= 71st Infantry Division (France) =

The 71st Infantry Division (71e Division d'Infanterie, 71e DI) was a French Army formation during both World War I and World War II.

==World War 1==
The 71st Infantry Division was mobilised on the outbreak of war. It included the 217th, 221st, 309th, 349th, 358th, and 370th Infantry Regiments. The division served in the Alsace, Verdun and Lorraine sectors during the first half of the war. It took part in the Battle of Verdun in 1916, and the fighting in Flanders in May to June 1918, (including the Second Battle of the Marne), and then in the French army's advance on the Aisne front in the autumn of 1918 (the Meuse-Argonne Offensive).
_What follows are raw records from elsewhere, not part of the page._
PR #222, opened 2019-02-12
move gems to system

adeelahmad:


afred:
@adeelahmad why are we doing this?

adeelahmad:
@afred since after the upgrade we are no longer using rvm on servers and ruby is installed as system application, now when we use `bundle install --deployment` which installs gems into `./vendor` directory. `Sidekiq` having issues most of the time because of conflicts between gems install into system vs into `./vendor`. This change will make sure, we no longer install gems into `./vendor` but always install gems into system which resolves the conflict.

afred:
@adeelahmad I'm concerned that this will cause issues where `ec2-user` does not have permissions to run gems installed in the system location (owned by root). I've bumped into problems of this nature in the past.

Can you elaborate on which gems are causing the sidekiq problems? I just want t quickly explore a possible alternative than changing permissions on the whole bundle.

PR #227, opened 2019-02-16
646 Maps PBCore ID to Asset ID in XML Ingest

jasoncorum:


app/services/aapb/batch_ingest/pbcore_xml_mapper.rb
```diff
@@ -10,6 +10,8 @@ def initialize(pbcore_xml)
 
       def asset_attributes
         @asset_attributes ||= {}.tap do |attrs|
+          attrs[:id]                          = normalized_id( pbcore.identifiers.select { |id|
+            id.source == "http://americanarchiveinventory.org"}.map(&:value).first)
```
afred: I think we need a conditional around the assignment of `attrs[:id]`, or around the `id.gsub` in `#normalized_id`, or probably both, just to be extra safe. I'd probably lean toward both in this case.

This code needs to be able to handle PBCore XML that does, or does not, have an AAPB ID, and allow ActiveFedora to either use the given ID, or mint a new one.

jasoncorum: 👍

jasoncorum:
One test failed since this branch doesn't have the Faker unique method on the pbcore_title factory that was added in a separate branch prior to the creation of this one. Re-ran the tests.

PR #239, opened 2019-03-01
413 Find Assets from Ingests

jasoncorum:
This adds links to a search page with all Assets associated with an ingest from the batch ingest pages.

### DIFF
--- a/app/presenters/hyrax/asset_presenter.rb
+++ b/app/presenters/hyrax/asset_presenter.rb
@@ -12,8 +12,25 @@ module Hyrax
              :promo_description, :clip_description, :copyright_date,
              :level_of_user_access, :minimally_cataloged, :outside_url, :special_collection, :transcript_status,
              :sonyci_id, :licensing_info, :producing_organization, :series_title, :series_description,
-             :playlist_group, :playlist_order,
+             :playlist_group, :playlist_order, :batch_id,
              to: :solr_document
+
+    def batch
+      raise 'No Batch ID associated with this Asset' unless batch_id.first.present?
+      @batch ||= Hyrax::BatchIngest::Batch.find(batch_id.first)
+    end
+
+    def batch_url
+      @batch_url ||= "/batches/#{batch.id}"
+    end
+
+    def batch_ingest_label
+      @batch_ingest_label ||= Hyrax::BatchIngest.config.ingest_types[batch.ingest_type.to_sym].label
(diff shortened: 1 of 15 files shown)


app/views/hyrax/batch_ingest/batches/index.html.erb
```diff
@@ -0,0 +1,37 @@
...
+          <%= render 'batch', presenter: Hyrax::BatchIngest::BatchPresenter.new(batch) %>
+        <% end %>
+      </tbody>
+    </table>
+    <%= paginate @batches %>
+  </div>
+<% else %>
+  <br />
+  <h4>Batches?!... Batches?!... We don't need no stinking Batches!</h4><br />
+<% end %>
```
afred: @jasoncorum Can we add a comment as to what's being overwritten here? This view comes from `hyrax-batch_ingest` gem, yes?

app/views/hyrax/batch_ingest/batches/show.html.erb
```diff
@@ -0,0 +1,37 @@
...
+        <th scope='col'>Error</th>
+      </tr>
+    </thead>
+    <tbody>
+      <% @presenter.batch_item_presenters.each_with_index do |batch_item_presenter, index| %>
+        <%= render 'batch_item', presenter: batch_item_presenter, index: index %>
+      <% end %>
+    </tbody>
+  </table>
+</div>
```
afred: @jasoncorum same... if this is an overwrite of a view coming from a gem, can we call out specifically what we're overwriting?

jasoncorum:
@afred - i think this covers the items in your review as well as the batch data we display on  asset#show.

app/presenters/hyrax/asset_presenter.rb
```diff
@@ -3,6 +3,8 @@
 module Hyrax
   class AssetPresenter < Hyrax::WorkShowPresenter
 
+    attr_reader :batch, :batch_url, :batch_ingest_label, :batch_ingest_date
```
afred: @jasoncorum these aren't needed if we have explicitly created accessor methods below.

jasoncorum:
Closing this PR without merging. Finally figured out that there was a change in Rails 5 where you now have to opt out of a belongs_to relationship being a required relationship. I have the PBCoreXML working but need to make a few more updates.

PR #244, opened 2019-03-08
Adds links to search results of Assets from Batches

jasoncorum:


app/services/aapb/batch_ingest/csv_item_ingestor.rb
```diff
@@ -26,6 +28,22 @@ def ingest_object_at(node, with_data, with_parent = false)
...
             model_object = node.object_class.constantize.new
+
+            # If ingest is new add batch_id to Asset for tracking
+            if model_object.is_a?(Asset)
+              attributes["hyrax_batch_ingest_batch_id"] = batch_id
+            elsif attributes[:in_works_ids].present?
+              attributes[:in_works_ids].each do |work_id|
+                unless asset = Asset.find(work_id)
+                  raise 'Cannot find Asset with ID: #{work_id}.'
+                end
```
afred: `Asset.find` will raise it's own `ActiveFedora::ObjectNotFoundError` if it can't find the record, so I don't think the custom exception will ever get raised here.

PR #322, opened 2019-06-20
311 batch details say delete

foglabs:


app/views/hyrax/physical_instantiations/_show_actions.html.erb
```diff
@@ -0,0 +1,59 @@
+<%
+# Overwrites Hyrax Gem's version of
+# app/views/hyrax/base/_show_actions.html.erb to explicitly show a
+# download button for Assets that have media available for download.
+
+# Also removes the File Manager link as this feature is not in use
+# in th AMS.
+
+# NOTE: if Hyrax's version of _show_actions.html.erb changes, then this
+# view will have to be updated to reflect those changes if so desired.
```
afred: the comments here don't seem to be accurate. Can we update the comments to reflect what was actually overridden?

PR #328, opened 2019-06-28
325 failure finder

jasoncorum:
@afred - is this all we need at this point for getting the failed batch items? i feel like this might not be exactly what you were looking for.


jasoncorum:
Hold for now. Adding in "expunged" status.

jasoncorum:
If this goes green it should be ready with the 'expunged' status added. i had to where our Gemfile was looking for the hyrax-batch_ingest gem to get the latest there.

jasoncorum:
@afred - Thanks for walking me through stuff on Friday. I think this is what we're looking for now.

PR #331, opened 2019-07-29
Updates to lates hyrax-batch_ingest version

afred:


afred:
# list view
image

# summary view
image

PR #355, opened 2019-09-17
'add view assets link to batch show page'

foglabs:


afred:
@jasoncorum Thanks for the catch. Missed this comment in my inbox, and the PR fell off my radar. But yes, you're right. I failed to add the new file... adding now.

PR #364, opened 2019-09-29
Removes 'pg' gem from bundle

afred:
We needed the 'pg' gem for vaccuuming the PostgreSQL database that Fedora was
using. But we changed Fedora to use MySQL instead, precluding the need for
vacuuming the DB, and the need for the 'pg' gem.

Also,
* Fix indentation in appspec.yml


afred:
Additionally, the 'pg' gem requires some other non-ruby dependencies, which are not currently part of the CloudFormation template used to provision the web instance. I'm trying to get the CloudFormation template working in order to run benchmarks that we want to use for Samvera connect, so this is time sensitive.

afred:
Shamelessly abusing my power to merge this without review. Because I need it.

PR #737, opened 2023-08-07
🛠️ Reorder migrations

kirkkwang:
There was a problem booting this application up where it complained about dropping a foreign key that didn't exist.  Here's the error:

```sh
Mysql2::Error: Cannot drop index 'index_bulkrax_entries_on_importer_id':
needed in a foreign key constraint: ALTER TABLE `bulkrax_entries` CHANGE
`importer_id` `importerexporter_id` bigint(20) DEFAULT NULL
```

This commit makes it so `RemoveForeignKeyFromBulkraxEntries` runs earlier to get around this problem.


kirkkwang:
favoring 
- #738

PR #739, opened 2023-08-07
🤖 Remove `retag` step

kirkkwang:
This commit will remove the `retag` step from GitHub Actions.  This was not working as intended and was causing the CI to be red.

Ref:
- https://github.com/scientist-softserv/ams/issues/44


ShanaLMoore (approved):
remove per Rob.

During the first part of the war, it was not attached to a particular Corps, but from June 1917 to the end of the war, it was part of the French XXXVIII Corps.

At various times, it was part of the French First Army, French Second Army, French Fourth Army, French Fifth Army, D.A.L., D.A.N. (Northern Army Detachment), D.A.V. and GQGA.

==World War 2==
The 71st Infantry Division was a "B" reserve division, a third-line formation with few regular soldiers on strength and older equipment. The division was mainly formed from Parisian reservists.
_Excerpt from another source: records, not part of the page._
PR #746, opened 2023-08-09
Block pushing assets to AAPB until their validation status is set

laritakr:
- Set Asset.validation_status_for_aapb as part of asset_actor
- Do not allow asset to be pushable unless validation_status_for_aapb is valid.

Ref https://github.com/scientist-softserv/ams/issues/51

<details>
<summary> For non-asset id </summary>

Screenshot 2023-08-09 at 6 10 07 PM
</details>
<details>
<summary> For asset id not yet validated </summary>

Screenshot 2023-08-09 at 6 20 00 PM
</details>
<details>
<summary> For asset id with empty validation status</summary>

Screenshot 2023-08-09 at 6 38 06 PM
</details>

### DIFF
--- a/app/actors/hyrax/actors/asset_actor.rb
+++ b/app/actors/hyrax/actors/asset_actor.rb
@@ -235,7 +235,9 @@ module Hyrax
           current_children_count = env.curation_concern.all_members.reject { |child| child.is_a?(Contribution) }.size
           intended_children_count = env.curation_concern.intended_children_count.to_i
 
-          if current_children_count < intended_children_count
+          if env.curation_concern.intended_children_count.nil? && env.curation_concern.validation_status_for_aapb.empty?
+            env.curation_concern.validation_status_for_aapb = [Asset::VALIDATION_STATUSES[:status_not_validated]]
+          elsif current_children_count < intended_children_count
             env.curation_concern.validation_status_for_aapb = [Asset::VALIDATION_STATUSES[:missing_children]]
           else
             env.curation_concern.validation_status_for_aapb = [Asset::VALIDATION_STATUSES[:valid]]
--- a/app/actors/hyrax/actors/asset_actor.rb
+++ b/app/actors/hyrax/actors/asset_actor.rb
@@ -235,7 +235,7 @@ module Hyrax
           current_children_count = env.curation_concern.all_members.reject { |child| child.is_a?(Contribution) }.size
           intended_children_count = env.curation_concern.intended_children_count.to_i
 
-          if env.curation_concern.intended_children_count.nil? && env.curation_concern.validation_status_for_aapb.empty?
+          if env.curation_concern.intended_children_count.blank? && env.curation_concern.validation_status_for_aapb.blank?
             env.curation_concern.validation_status_for_aapb = [Asset::VALIDATION_STATUSES[:status_not_validated]]
           elsif current_children_count < intended_children_count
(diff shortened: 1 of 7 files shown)


orangewolf:
I agree I'd like Kiah's eyes on this one. also some spec work to do.

ShanaLMoore:
@orangewolf we may need your help with running specs locally. Are you able to without timeout or selenium issues? LaRita mentioned she was having issues with this earlier today. She can run an individual spec OK but not the entire suite at once without such errors. 

Since we pushed it to the ci she'll know which ones to address individually, so that may be an ok workaround for now.

app/actors/hyrax/actors/asset_actor.rb
```diff
@@ -235,7 +235,9 @@ def set_validation_status(env)
           current_children_count = env.curation_concern.all_members.reject { |child| child.is_a?(Contribution) }.size
           intended_children_count = env.curation_concern.intended_children_count.to_i
 
-          if current_children_count < intended_children_count
+          if env.curation_concern.intended_children_count.nil? && env.curation_concern.validation_status_for_aapb.empty?
```
bkiahstroud:
```suggestion
          if env.curation_concern.intended_children_count.nil? && env.curation_concern.validation_status_for_aapb.blank?
```

I _think_ `#empty?` here might throw an error. I think there's a chance records created before the `:validation_status_for_aapb` property was introduced will return `nil` instead of `[]`. 

Even if that's not the case, I tend to almost always use `#blank?` since it covers more cases: 

```ruby
irb(main):001:0> nil.empty?
Traceback (most recent call last):
        1: from (irb):1
NoMethodError (undefined method `empty?' for nil:NilClass)

irb(main):002:0> nil.blank?
=> true
```

I'm not really worried about `intended_children_count.nil?` since `:intended_children_count` is singular and thus should be `nil` if it's unset (though I'd personally probably still use `#blank?` 😅)

bkiahstroud (changes requested):

app/models/push.rb
```diff
@@ -34,11 +34,18 @@ def validate_status
...
+        add_status_error(invalid_docs, status_value)
+      end
     end
 
     def add_status_error(invalid_docs, status)
-      ids_matching_status = invalid_docs.select { |doc| doc.validation_status_for_aapb.include?(status) }.map(&:id)
+      if status == Asset::VALIDATION_STATUSES[:empty]
+        ids_matching_status = invalid_docs.select { |doc| doc.validation_status_for_aapb.blank? }.map(&:id)
+      else
+       ids_matching_status = invalid_docs.select { |doc| doc.validation_status_for_aapb.include?(status) }.map(&:id)
```
bkiahstroud: 1. Single space indentation instead of double 
2. Is this variable visible further down in the method? I assume so based on the screenshots, but I thought declaring a variable in a block meant it wasn't in scope outside of the block 🤔

app/actors/hyrax/actors/asset_actor.rb
laritakr: updated

app/models/push.rb
laritakr: It does seem strange that it is visible later but it definitely is. Regardless, to be more clear, I will initialize it outside of the if block.

bkiahstroud (approved):
Looks great! :shipit:

PR #753, opened 2023-08-12
I60 config discrepancies destroys development data when running specs

ShanaLMoore:
In this PR, I compared configurations against working apps like hyku proper and UTK, and took note of the configuration discrepancies. 

In particular, we were trying to find the reason why running specs would destroy our local data. Specs should rely on its test environment and its data should be separate from development. Using RAILS_ENV=test didn't make a difference.

For specs there's helper method called #reset! It runs in a before suite hook. Within that method, ActiveFedora::Cleaner.clean! triggered the issue of destroying development data. 

With LaRitas help we discovered the issue was actually because of solr using hydra-development for both environments.

Issue: 
- https://github.com/scientist-softserv/ams/issues/60#issuecomment-1675496108

### EOD TODO: 

- test out changes to confirm that running specs won't cause development data to be destroyed

ref: https://github.com/scientist-softserv/ams/issues/60#issuecomment-1675496108

1. Assuming you have no data, create data in rails console `3.times {Asset.create!}`
2. Verify count `Asset.count` => 3
3. Run the following spec
```ruby
DEPENDENCIES_TEST=1 bundle exec rspec spec/features/update_admin_data_spec.rb 
```
4. `reload!` ; `Asset.count` => hopefully returns the correct count (ie: 3 in this example)

### UPDATE: Tested ✅ 
image

In this screenshot, i created 3 assets in rails console. then in the spec context i ran the offensive line that previously deleted development data, reloaded rails c and asked for the count again. Previously it would return 0 but it appears to be persisting now.


ShanaLMoore:
@orangewolf @aprilrieger I would appreciate a review of this, from a devops perspective. I'm not confident about or totally familiar with the consequences of my changes besides the fact that its no longer destroying my development data when I run a spec 🎉 

Also, something weird is still happening. I am able to connect to hyku.test even though it's not listed in the docker-compose file and i should only be using ams.test. [This](https://github.com/WGBH-MLA/ams/commit/8c69a372033b5495527e5e9515eef1e0b0eb53ea) was also the reason why we weren't able to run feature specs locally.

ShanaLMoore:
Switching to Draft. It's ready for review but I don't want anyone to accidentally merge it until devops review.

.solr_wrapper
```diff
@@ -6,3 +6,9 @@ collection:
  persist: true
  dir: solr/config/
  name: hydra-development
+
```
ShanaLMoore: revert - we aren't using solr_wrapper

config/solr_wrapper_test.yml
```diff
@@ -8,3 +8,9 @@ collection:
     persist: true
     dir: solr/config
     name: hydra-test
+
```
ShanaLMoore: revert

docker-compose.yml
```diff
@@ -83,6 +83,13 @@ services:
       - OOM=script
       - VIRTUAL_PORT=8983
       - VIRTUAL_HOST=solr.ams.test
+      - SOLR_ADMIN_USERNAME=solr
```
ShanaLMoore: Don't need

orangewolf: these dont do anything

.solr_wrapper
orangewolf: revert since we dont use this

config/fedora.yml
```diff
@@ -11,6 +11,6 @@ test:
 production:
   user: fedoraAdmin
   password: fedoraAdmin
-  url: <%= ENV['FCREPO_URL'] %>
-  base_path: <%= ENV['FCREPO_BASE_PATH'] %>
+  url: <%= ENV['FCREPO_URL'] || "http://127.0.0.1:8983/fedora/rest" %>
```
orangewolf: un-needed change

config/solr_wrapper_test.yml
orangewolf: revert since we cant test it

orangewolf (changes requested):
remove stuff unrelated to this fix. the fix looks great though.

orangewolf (approved):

During the Battle of France, the Division contained the following units:
- 120th Infantry Regiment
- 205th Infantry Regiment
- 246th Infantry Regiment
- 60th Reconnaissance Battalion
- 38th Artillery Regiment

The division served on the Meuse sector, under the command of the French X Corps, part of the French 2nd Army. During the early phase of the Battle of France, the 71st Division took an active part in the Second battle of Sedan and was subsequently largely destroyed by General Heinz Guderian's XIX Army Corps, in the fighting along the Meuse between 14 May and 17 May 1940 in The Battle of Stonne-Oches.

The division was disbanded on 21 May 1940 and the remaining forces were combined with the survivors of the 55th Infantry Division to form the 59th Light Infantry Division.